Expressing serious concern over the lack of proper global regulation on technologies affecting the food system, India is considering suggesting to the Food and Agriculture Organization of the UN to facilitate discussions on an international protocol or an agreement or a global authority on such technologies. “There are a lot of technological changes happening. In many cases, we do not have the right kind of regulation to ensure proper use of such technologies. Should we be asking the Food and Agriculture Organization of the UN to help prepare some global protocol on whatever technologies are coming? So, could we or should we have some kind of global agreement on these or should a global authority be advising on these,” Professor Ramesh Chand, Member, NITI Aayog, said. He was speaking at a webinar organised by Research and Information System for Developing Countries (RIS) and NITI Aayog on ‘National Consultation on Issues Before the UN Food Systems Summit’.
The event was held in the backdrop of the UN announcing that a Food Systems Summit (FSS) will be held in September 2021 in conjunction with the UN General Assembly. This Summit has assumed wider significance in the context of ongoing COVID-19 pandemic which exposed the fragilities in global food systems and their vulnerabilities to external shocks. Prime Minister Narendra Modi is expected to deliver his address during the summit. The 2021 FSS event has outlined five cross-cutting Action Tracks such as: Ensuring Access to Safe and Nutritious Food; Shift towards Healthy and Sustainable Consumption Patterns; Boosting Nature Positive Production at Sufficient Scale; Advancing Equitable Livelihoods; and Building Resilience to Vulnerabilities, Shocks and Stresses.

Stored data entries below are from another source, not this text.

PR #2395, opened 2026-09-03
fix(vault): polish the Deposit modal

### LINKED ISSUE #2343: Deposit modal: centre the split checkmark, drop the balance info icon, review fee naming
## Context

The Deposit modal, opened from the `Deposit` button on Overview or Vaults. Two screenshots: the amount and split-selection section, and the fee breakdown plus Protocol Parameters section below the CTA. Both dark theme. Rendered by `services/vault/src/components/simple/SimpleDeposit.tsx`.

### 1. Centre the selected-option checkmark

**Now:** the split options render with `items-start`, so the checkmark on the selected "Do not split" row pins to the top of the block while the row's text runs two lines below it.
**Expected:** the checkmark is vertically centred in the block.
**Where:** `services/vault/src/components/simple/UtxoSplitSelectorV3.tsx:125` and `:177` — `items-start` → `items-center`

### 2. Remove the balance info icon

**Now:** an info icon sits between `Balance: 0.02496049 sBTC` and the `Max` button.
**Expected:** removed.
**Where:** `services/vault/src/components/simple/DepositForm.tsx`

### 3. Review fee and parameter naming and tooltips

**Now:** the breakdown below the CTA reads `Reserve Claimer UTXO`, `Deposit Fee`, `VP commission (0.1%)`, `Net payout`; Protocol Parameters reads `Min deposit`, `Effective minimum for split`, `LTV / Collateral Factor`, `Liquidation threshold (THF)`, `Liquidation Bonus (LB)`. Every one carries an info tooltip.
**Expected:** every label and tooltip reviewed for accuracy and plain language.
**Where:** `services/vault/src/components/simple/DepositFeesBreakdown.tsx`, `FeesSection.tsx`; strings in `services/vault/src/copy.ts`

## Note

Item 3 overlaps two earlier reports in the same channel: one on 2026-07-30 asking what "transaction reserve", "deposit fee" and "net payout" mean, and one on 2026-08-07 leaving tooltip copy against the baby glossary in the main Figma file. Reconcile against that glossary rather than writing new strings.

<details>

> *Deposit modal*
> • align the checkmark in the middle of the block, not at the top
> • remove info near the "max" button

> *Deposit modal*
> • check all naming and tooltips here

</details>

jeremy-babylonlabs:
## Summary

Three polish items on the Deposit modal: centre the split-option checkmark, drop the info icon next to the balance, and reconcile the fee-breakdown and Protocol Parameters labels and tooltips against the ratified `baby-glossary` terminology.

### 1. Centre the selected-option checkmark

Both split-option rows in `UtxoSplitSelectorV3.tsx` used `items-start`, so the checkmark pinned to the top of a row whose text wraps to two lines. Now `items-center`, so it sits vertically centred in the block.

### 2. Remove the balance info icon

The icon between `Balance: … sBTC` and `Max` was the `AmountSlider` `rightField.tooltip`. Removed the `tooltip` entry, the `maxTooltip` const in `DepositForm.tsx`, and the now-orphaned `COPY.deposit.form.maxTooltip` builder. The separate `pendingConfirmationTooltip` icon in the left field is untouched.

Tradeoff worth a second look: the value beside `Balance` is the depositable maximum, not the raw wallet balance — it already nets off the fee buffer, inscription UTXOs and (when set) the supply cap. That tooltip was the only place the deduction was explained, so it is now unexplained. Removing it is the requested change; if the deduction should still be surfaced, relabelling the field is the better fix than putting the icon back.

### 3. Fee and parameter naming against the glossary

Reconciled against `babylonlabs-io/baby-glossary` `glossary/tbv.yaml` rather than writing new copy. Only ratified terms were applied; nothing was renamed on judgement alone.

**Changed**

| Label / tooltip | Was | Now | Ratified entry |
| --- | --- | --- | --- |
| `transactionReserveLabel` | Reserve Claimer UTXO | Depositor Claim Output | `docs.depositor_claim_output` — "Depositor claim output". The old label also borrowed "claimer", which the glossary reserves for the Vault Keeper executing a claim, not the depositor |
| `vpCommissionLabel` | VP commission | Vault Provider commission | `docs.vault_provider_commission` — "Vault Provider commission" |
| `networkFeeRateTooltip`, `btcNetworkFeeTooltip` | pre-pegin funding transaction | Pre-Pegin funding transaction | `operation.pegin` — "Pre-Pegin" is the protected `ui_copy` proper-noun form; lowercase is casing drift |
| `protocolFees.minForSplit.tooltip` | partial liquidation | partial-position liquidation | `docs.partial_position_liquidation` |
| `protocolFees.liquidationThreshold.tooltip` | The ideal health factor to restore during liquidation | The health factor the protocol aims to restore after partial-position liquidation. | `docs.target_health_factor` — the ratified definition says *after* partial-position liquidation, not *during* liquidation |

**Left unchanged**

| Label | Reason |
| --- | --- |
| `depositFeeLabel` / `depositFeeTooltip` | No ratified glossary entry for a protocol deposit fee |
| `netPayoutLabel` / `netPayoutTooltip` | No ratified glossary entry for net payout |
| `networkFeeRateLabel`, `btcNetworkFeeLabel` | No ratified glossary entry; only their tooltips carried drift |
| `protocolFees.minDeposit` | No ratified glossary entry |
| `protocolFees.minForSplit.label` | No ratified glossary entry; only the tooltip carried drift |
| `protocolFees.ltv.label` (Collateral Factor) | Term already canonical. Two sibling sites outside this scope also read "Collateral Factor", so re-casing only this one would introduce drift |
| `protocolFees.liquidationThreshold.label` (Target Health Factor) | Term already canonical |
| `protocolFees.maxLiquidationPenalty` label and tooltip | Two authorities disagree — see "Needs a decision" below. Left as shipped |
| `transactionReserveTooltip` | The ratified definition does not contradict it, and its wording is deliberately paired with the reclaim review copy |
| `vpCommissionTooltip` | Accurate, and "vault provider" lowercase mid-sentence is an allowed `ui_copy` variant |
| `withdraw.review.vpCommissionLabel` (VP Commission) | Deliberate divergence from `deposit.form.vpCommissionLabel`. The Review Withdraw rows are pinned Title Case to Figma 10088-38704 and to the sibling Review Refund card, so re-casing this one row to the glossary headword would break that card's internal consistency |

**Casing rule applied.** Terms were changed; each label kept its existing casing convention. The five glossary entries in play (`collateral_factor`, `target_health_factor`, `liquidation_bonus`, `depositor_claim_output`, `vault_provider_commission`) declare no `surfaces` and carry a `docs_term`, so their sentence case is an imported prose headword, not a label ruling. The two entries that do declare `surfaces: [ui_copy, docs]` are Title Case. Protocol Parameters is uniformly Title Case across its five rows, so re-casing to prose form would have introduced drift rather than removed it.

## Needs a decision: Max Liquidation Penalty

Two authorities disagree on this one label, so it is **left exactly as shipped** and is not part of this change.

- **Design review #2322** (commit 96a060ca) deliberately renamed "Liquidation Bonus (LB)" to "Max Liquidation Penalty" as part of the v3 product copy pass.
- **The glossary** ratifies `docs.liquidation_bonus` — "Liquidation bonus", owned by @marketing — and `useProtocolFeeRows` computes the displayed figure as `bonusPercent = (LB - 1) × 100`.

The glossary entry predates the design review, and the two names take opposite viewpoints: a bonus to the liquidator is a penalty to the depositor. Overturning a design-review string is a product call rather than a terminology sweep, so it needs an owner's decision rather than a default either way.

One detail for whoever picks this up: the ratified definition words the parameter as a "discount on seized collateral". That is numerically loose for a `(LB - 1) × 100` display — a 1.05 bonus is 5% extra collateral but only a ~4.76% price discount — so "extra collateral" would be the more accurate phrasing if the glossary name wins.

## Follow-ups

- The glossary has no ratified `ui_copy` form for collateral factor, health factor, target health factor, liquidation bonus or depositor claim output. Adding `surfaces: [ui_copy]` with Title Case `allowed_variants` upstream would settle the label-casing question properly.
- The fee-breakdown list is mixed case ("Network Fee Rate" beside "Net payout"). Normalising it is copy authoring, so it was left alone.
- `splitOptionDescription` still reads "partial liquidation". It sits outside the reconciled keys.

## Testing

- `pnpm exec eslint` on all four changed files — clean
- `pnpm exec tsc --noEmit -p tsconfig.lib.json` — clean
- `pnpm exec vitest run` over `UtxoSplitSelectorV3`, `DepositForm.suggestedAmount`, `DepositFeesBreakdown`, `FeesSection` — 24 passed
- `grep -rn "maxTooltip" services/vault/src` — no matches

Closes #2343


jonybur (dismissed):
Removed hasUnconfirmedBalanceOnly and maxTooltip cleanly (source, tests, consumers, and copy). Terminology reconciliations look correct against the glossary entries called out in the description. The 'Balance' field losing its deduction tooltip is already raised inline and the description flags the tradeoff. LGTM.

services/vault/src/hooks/deposit/useDepositPageForm.ts
```diff
@@ -346,19 +341,12 @@ export function useDepositPageForm(): UseDepositPageFormResult {
     availableUTXOs,
     spendableMempoolUTXOs,
     ordinalsCheckPending,
-    confirmedBalance,
     unconfirmedBalance,
```
gbarkhatov, line 344: **Merge-blocker (zero dead code).** This destructure was the sole production reader of `confirmedBalance`, so dropping `hasUnconfirmedBalanceOnly` orphans the producer too.

I grepped `services/vault/src` and `packages/` at the head SHA — after this PR the only survivors of `confirmedBalance` are its own `useMemo` at `useUTXOs.ts:74`, the return field at `:188`, assertions at `useUTXOs.test.ts:235,261,286` (including the whole test at `:264` dedicated to it), and now-dead mock setup at `useDepositPageForm.test.tsx:205,479`. Nothing reads it. The hook's comment still says it exists "solely to decide whether a zero spendable balance is genuinely due to having no confirmed funds" — describing a caller that no longer exists.

Note `unconfirmedBalance` is unaffected and still has live readers; this is only about `confirmedBalance`. Worth flagging that the fix means touching `useUTXOs.ts`, which is outside this PR's changed-file list — so the change isn't self-contained as it stands, and nothing fails to compile to tell you.

services/vault/src/copy.ts
```diff
@@ -684,21 +684,16 @@ export const COPY = {
...
       // COPY.reclaim.review.description so the promise made at deposit time
       // and the action offered after settlement read as the same thing. Until
       // the reclaim flow shipped this said the reserve "is returned to you if
       // unused", which nothing in the app could actually do.
       transactionReserveTooltip:
         "A small portion of your deposit is reserved in a dedicated output to fund a future protocol claim transaction. If it goes unused, you can reclaim it from your BTCVault once the vault has settled.",
-      // The depositable maximum is labelled as the balance, with `maxTooltip`
-      // explaining the fee buffer / cap adjustments.
+      // The depositable maximum is labelled as the balance.
       balanceLabel: "Balance",
```
gbarkhatov: **Merge-blocker.** Agreeing with the tradeoff you raised in the PR body, and suggesting the fix you proposed there.

`balanceLabel` pairs with `maxDepositLabel` in the `AmountSlider` `rightField` (`DepositForm.tsx:408-411`), whose value is `maxDepositSats` — wallet balance minus the Pre-Pegin fee buffer, minus inscription UTXOs, clamped to the supply cap. The removed `maxTooltip` was the only surface that stated any of that. The surviving `pendingConfirmationTooltip` covers unconfirmed funds, a different case, and arguably reinforces the wrong model by implying confirmation is the only thing held back.

Concretely: a depositor holding 1 BTC where some UTXOs carry inscriptions sees "Balance: 0.4 BTC" with nothing on screen explaining the difference. `COPY.loans.availableLabel` (`copy.ts:1469`) is already "Available" and is already used for this kind of computed max at `Borrow/index.tsx:331`, so relabelling is a one-line change in a file you already have open, and it keeps the icon removed.

Small thing on the same line: the rewritten comment uses "labelled", which `style_rules.spelling.american` lists in `forbidden_examples`. It's a code comment and the wording is inherited from the line it replaced, so the rule arguably doesn't bind — but this line was rewritten as part of a terminology conformance pass.

services/vault/src/copy.ts
```diff
@@ -684,21 +684,16 @@ export const COPY = {
     },
     form: {
       computingAllocation: "Computing allocation...",
-      transactionReserveLabel: "Reserve Claimer UTXO",
+      transactionReserveLabel: "Depositor Claim Output",
```
gbarkhatov: This one doesn't match its ratified canonical, and its own sibling in this commit takes the opposite treatment.

`docs.depositor_claim_output` (tbv.yaml:297-302) is `canonical: Depositor claim output` / `docs_term: Depositor claim output` — sentence case, no `surfaces` key, no `allowed_variants`. This ships `"Depositor Claim Output"`. Meanwhile `docs.vault_provider_commission` (tbv.yaml:404-409), which has the identical shape — also no `surfaces`, also with a `docs_term`, also ratified — is rendered `"Vault Provider commission"` at line 737, matching its canonical verbatim. Two entries of the same shape, opposite treatment, one commit, rendering as adjacent rows in the same breakdown.

The old label's "claimer" really did need to go, so the substance of the rename is right — it's only the casing. Sentence case would match the canonical, its own neighbour `netPayoutLabel: "Net payout"`, and the other entry changed here. Your call given the Protocol Parameters consistency argument, but I don't think the glossary supports the Title Case reading (see the review body on `actor.depositor`).

services/vault/src/copy.ts
```diff
@@ -730,15 +725,16 @@ export const COPY = {
...
       // Fee-breakdown lines (DepositFeesBreakdown) shown before the user
-      // submits. The commission label appends the percent, e.g. "VP commission
-      // (2.50%)"; net payout is the deposit minus that commission.
+      // submits. The commission label appends the percent, e.g. "Vault
+      // Provider commission (2.50%)"; net payout is the deposit minus that
+      // commission.
       networkFeeRateLabel: "Network Fee Rate",
       networkFeeRateTooltip:
-        "Bitcoin network fee rate for your pre-pegin funding transaction. Raise it during congestion so the transaction confirms sooner.",
+        "Bitcoin network fee rate for your Pre-Pegin funding transaction. Raise it during congestion so the transaction confirms sooner.",
```
gbarkhatov, line 735: This fix is correct — `operation.pegin` lists `Pre-Pegin` as a protected `ui_copy` variant (tbv.yaml:33), so lowercase really was drift. Worth noting the sweep left behind the one spelling the glossary explicitly **forbids**, though.

`copy.ts:961` (`deposit.errors.participantKeyDrift.body`) ships "Your **Pre-PegIn** was not broadcast and no Bitcoin was spent." `Pre-PegIn` is in `forbidden_variants` for that entry, and this is user-visible error copy, not a comment. It also breaks the `copy.ts` header's own "Pre-Pegin (proper-noun form)" rule.

The other three hits (`:482`, `:875`, `:928`) are code comments, so this is the only shipped one — a one-character fix in a file already open.

services/vault/src/copy.ts
```diff
@@ -2057,14 +2053,15 @@ export const COPY = {
     minForSplit: {
       label: "Effective Minimum for Split",
       tooltip:
-        "The minimum amount of BTC required to enable partial liquidation via splitting a deposit into two BTCVaults.",
+        "The minimum amount of BTC required to enable partial-position liquidation via splitting a deposit into two BTCVaults.",
```
gbarkhatov, line 2058: This tooltip is now canonical (`docs.partial_position_liquidation` — "Partial-position liquidation", tbv.yaml:349-353), but the sweep missed four other occurrences, and one of them renders inside the very modal this PR is polishing.

`copy.ts:783` — `splitOptionDescription`, "enable partial liquidation" — renders at `UtxoSplitSelectorV3.tsx:142`, a file this PR edits. The other three are `:2145`, `:2153` and `:2162`.

The PR body defers `:783` as "outside the reconciled keys", but that boundary doesn't quite hold: `transactionReserveLabel`, `networkFeeRateTooltip` and `vpCommissionLabel` are all `deposit.form` keys this PR did reconcile. Fixing `:783` at least would stop the modal showing both spellings at once.

services/vault/src/copy.ts
```diff
@@ -730,15 +725,16 @@ export const COPY = {
...
       networkFeeRateLabel: "Network Fee Rate",
       networkFeeRateTooltip:
-        "Bitcoin network fee rate for your pre-pegin funding transaction. Raise it during congestion so the transaction confirms sooner.",
+        "Bitcoin network fee rate for your Pre-Pegin funding transaction. Raise it during congestion so the transaction confirms sooner.",
       btcNetworkFeeLabel: "BTC Network Fee",
       btcNetworkFeeTooltip:
-        "Estimated Bitcoin miner fee for the pre-pegin funding transaction at the selected fee rate.",
-      vpCommissionLabel: "VP commission",
+        "Estimated Bitcoin miner fee for the Pre-Pegin funding transaction at the selected fee rate.",
+      vpCommissionLabel: "Vault Provider commission",
```
gbarkhatov, line 739: This matches `docs.vault_provider_commission` canonical exactly. The side effect is that the withdraw screen now drifts from it: `withdraw.review.vpCommissionLabel` at `copy.ts:1379` is still `"VP Commission"`, rendered at `WithdrawReviewContent.tsx:112,117` and pinned by `WithdrawReviewContent.test.tsx:52`.

Same concept, two names, and this change is what made them diverge — which is the same failure mode the PR's own methodology avoided elsewhere (Collateral Factor was left alone precisely because two sibling sites would drift).

Possibly deliberate: `copy.ts:1370-1372` pins those row labels to a Figma node, so it may be a design string that shouldn't move. Either way it seems worth a row in the "Left unchanged" table, since right now the table doesn't mention the key at all.

services/vault/src/hooks/deposit/__tests__/useDepositPageForm.test.tsx
```diff
@@ -554,59 +554,6 @@ describe("useDepositPageForm", () => {
       expect(result.current.btcBalanceFormatted).toBe(0.008);
```
gbarkhatov, line 582: Two of the three removed cases were genuinely flag-only and deleting them is right. The third was carrying something else.

It asserted `expect(result.current.btcBalance).toBe(0n)` against `availableUTXOs: []` with `confirmedBalance: 300_000n` — pinning that `btcBalance` derives from the inscription-filtered UTXO list rather than the confirmed total, which is live behaviour at `useDepositPageForm.ts:294-296`.

The surviving `"should calculate BTC balance from UTXOs"` can't stand in for it: its fixture has `availableUTXOs` summing to 500000 + 300000 = 800000 and `confirmedBalance` also `800000n`, so the two candidate sources are indistinguishable. A regression that read the confirmed total instead would pass that test green while offering the user a max they can't fund. Re-adding it is a two-line case without the flag.

gbarkhatov (dismissed):
Reviewed all three items. I pulled `glossary/tbv.yaml` from `baby-glossary` and checked every terminology claim against the ratified entries rather than against the PR description, and grepped the worktree at the head SHA for the deletion side.

The checkmark centring is exactly right, and the terminology sweep is the good kind — ratified terms only, with an explicit "left unchanged" table and a decision deliberately escalated rather than guessed. Two things I'd want a second look at before merge, both flagged inline:

1. **Removing the tooltip leaves `Balance:` labelling the fee-and-reserve-adjusted maximum with nothing explaining the gap.** You called this out yourself in the PR body, and I think your own instinct is the right one — relabelling beats putting the icon back, and `COPY.loans.availableLabel` ("Available") already exists as precedent for exactly this computed max.
2. **`hasUnconfirmedBalanceOnly` was the last reader of `confirmedBalance`**, which is now orphaned in `useUTXOs.ts` — a file outside this PR's changed set, so the change isn't self-contained as shipped.

On the casing rule in the PR body: I don't think it holds. It reasons that entries declaring `surfaces` are Title Case, but `actor.depositor` declares `surfaces: [docs, ui_copy, code_identifier]` and is canonically lowercase `depositor` (tbv.yaml:87-94). That doesn't make the Protocol Parameters consistency argument wrong — it just means the glossary doesn't supply the rule, so it rests on the in-screen consistency argument alone.

Also checked and found clean, so no need to re-litigate: no critical path is touched; `maxTooltip` and `hasUnconfirmedBalanceOnly` removal is otherwise complete with zero stragglers across `services/` and `packages/`; `effectiveRemaining` survives and still feeds `getDepositCtaState`; no `data-testid` moved and neither `e2e/real/` nor `e2e/visual/` references any renamed string; the `items-start` -> `items-center` change is applied to both rows with handlers, `tabIndex` and `aria-disabled` untouched; and the Target Health Factor rewrite matches the ratified definition verbatim.

One CI caveat worth recording: the green `visual` job doesn't cover the checkmark fix. Its workflow reports into a sticky comment rather than gating, and at the `deposit-split-options` stop the spec fills an amount below the split minimum, so the wrapping two-line row this PR fixes is never photographed.

One more that isn't inline because the line falls outside a diff hunk: `DepositFeesBreakdown.test.tsx:99-106` collects `[data-tooltip-content]` nodes and asserts only `toHaveLength(6)` plus set-uniqueness, never a string — so both reworded tooltips ship with no assertion, and the bare `6` is a magic number. Pre-existing, but this is the change it failed to catch, and the contrast is sharp given `vpCommissionLabel` did get exact-string gates.

gbarkhatov (approved):

jonybur (approved):
Address-review delta removes the unread confirmedBalance from useUTXOs (closing the pre-existing orphan flagged earlier), pins btcBalance to the filtered UTXO list rather than the raw sum, and relabels the field 'Available' to match what the value actually represents (the depositable maximum, not the wallet balance). Glossary sweep now covers Depositor claim output, Vault Provider commission, Pre-Pegin and partial-position liquidation, and the participantKeyDrift body picks up the Pre-Pegin casing too.

hasUnconfirmedBalanceOnly and maxTooltip are gone with no residual refs across services/ and packages/. Target Health Factor tooltip matches the ratified definition verbatim.

No critical-path files. LGTM.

In his valedictory address, Jayant Sinha, Member of Parliament and Chairperson, Parliamentary Standing Committee on Finance drew upon contemporary challenges of agriculture livelihoods, and the emerging transformative changes and new institutional mechanisms in India for value creation through modern food processing system, with equal emphasis on sustainable food ecosystem. He duly stressed on the importance of access to markets and investments in this sector.
Speaking on the occasion, Professor Sachin Chaturvedi, Director-General, RIS, said given the food security concerns of the developing world, India has volunteered for Action Track 4 (that is related to advancing equitable livelihoods). He said the Indian government, through its food security welfare scheme, Pradhan Mantri Garib Kalyan Anna Yojana, reached out to the masses including the migrant labour and ensured their food security during the COVID-19 pandemic.
Experts at the meeting spoke about the inequities being perpetrated in the global agriculture system with developed countries trying to formalise their first mover advantage in the World Trade Organization negotiations by not agreeing to reducing their trade distorting subsidies, and instead have not only brought in non-tariff barriers in the form of sanitary and phytosanitary or SPS measures but are also putting pressure on the developing countries to cut tariffs. Mr. Pawan Kumar Agarwal, Special Secretary (Logistics), Ministry of Commerce and Industry, though trade issues were only a small subset of the UN food systems discussions, they should be now highlighted from the perspective of hunger, safety and livelihood. There is also a need to advance the work on revisiting global and regional arrangements of food safety so that they are looked at from the objectives of the UN FSS, he said. The webinar addressed various issues related to ‘livelihood security and impli cations for trade in agriculture’ and ‘equitable access to technology for sustainable food systems.’